Stable Diffusion Artificial Intelligence Image Synthesis

AI image generation has a lot to offer. A newly released open-source image synthesis model called Stable Diffusion allows anyone with a PC and a decent GPU to imagine almost any visual reality they can imagine. It can mimic almost any visual style, and if you feed it a descriptive phrase, the results will appear on your screen like magic.

Some artists are delighted by the prospect , others are not , and society at large seems largely unaware of the fast-moving technological revolution taking place via communities on Twitter, Discord, and Github. Arguably, image compositing has had as much impact as the invention of the camera—or possibly the creation of visual art itself. Even our sense of history could be threatened , depending on how events unfold. Either way, Stable Diffusion is leading a new wave of deep learning creative tools that promise to revolutionize the creation of visual media.

The rise of deep learning image synthesis

Stable Diffusion is the brainchild of former London-based hedge fund manager Emad Mostaque, who aims to bring novel applications of deep learning to the masses through his company Stability AI. But the roots of modern image synthesis go back to 2014 , and Stable Diffusion isn't the first Image Synthesis Model (ISM) to make waves this year.

In April 2022, OpenAI released DALL-E 2 , which shocked social media for its ability to translate scenes written in words (called "hints") into myriad visual styles that can be dreamy, Realistic, even mundane. People with access to closed tools have produced astronauts on horseback, teddy bears who bought bread in ancient Egypt, novel sculptures in the style of famous artists, and more.

Shortly after DALL-E 2, Google and Meta announced their own text-to-image AI models. Available as a Discord server since March 2022 and open to the public a few months later, MidJourney charges for access and achieves a similar effect, but with a more painterly and illustrative quality by default .

Then there is steady diffusion. On August 22, Stability AI released its open-source image generation model, whose quality can be said to be comparable to DALL-E 2. It also launched its own commercial website, called DreamStudio , which sells compute time for generating images using Stable Diffusion. Unlike DALL-E 2, anyone can use it, and since the Stable Diffusion code is open source, projects can build it with almost no restrictions.

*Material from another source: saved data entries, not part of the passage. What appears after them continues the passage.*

PR #29846, opened 2025-09-30
TYP: Fix signatures of ``linalg.matmul`` and ``linalg.outer``

jorenham:
This fixes several issues in `np.linalg.outer` (positional-only params, a misplaced `out=...` param, and an orphanced `-> _ArrayT`), and also fixes `linalg.matmul` parameters to be positional-only. 

I also snuck in an an additional overload that improves the return type if both input array-likes have the same dtype.


numpy/linalg/_linalg.pyi
```diff
@@ -78,7 +78,7 @@ __all__ = [
     "vecdot",
 ]
 
-_ArrayT = TypeVar("_ArrayT", bound=NDArray[Any])
```
jorenham, line 81: This one was unused

charris:
Thanks Joren.

PR #29847, opened 2025-09-30
TYP: Fix incompatible defaults in ``polyfit``, ``histogram``, and ``histogramdd``

jorenham:
The default values weren't assignable to the types of the parameters.


charris:
Thanks Joren.

PR #29848, opened 2025-10-01
MAINT, TYP: bump ``mypy`` to ``1.18.2``

jorenham:
https://mypy.readthedocs.io/en/stable/changelog.html#mypy-1-18-2


charris:
Thanks Joren.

In the past week alone, dozens of projects have popped up that are pushing Stable Diffusion in a whole new direction. People have achieved incredible results with a technique called "img2img," which "upgrades " MS-DOS game art, transforms Minecraft graphics into photorealistic graphics, transforms Aladdin scenes into 3D , transforms childlike Convert doodles to rich illustrations and more. Image compositing could bring rich idea visualization capabilities to the masses, lowering the barrier to entry while also accelerating the capabilities of artists who embrace the technology, as Adobe Photoshop did in the 1990s.

How Stable Diffusion Works

Broadly speaking, most of the recent ISM wave has used a technique called latent diffusion . Basically, the model learns to recognize familiar shapes in a field of pure noise, and then gradually brings those elements into focus if they match words in the cue.

First, the individual or small group training the model collects images with metadata, such as alt tags and captions on the web, and forms a large dataset. In the case of Stable Diffusion, Stability AI used a subset of the LAION-5B image set, which is basically a giant image grab of the 5 billion publicly accessible images on the internet. A recent analysis of the dataset revealed that many of the images came from sites like Pinterest, DeviantArt and even Getty Images. As a result, a steady diffusion absorbed the styles of many living artists, some of whom vehemently opposed the practice. More on that below.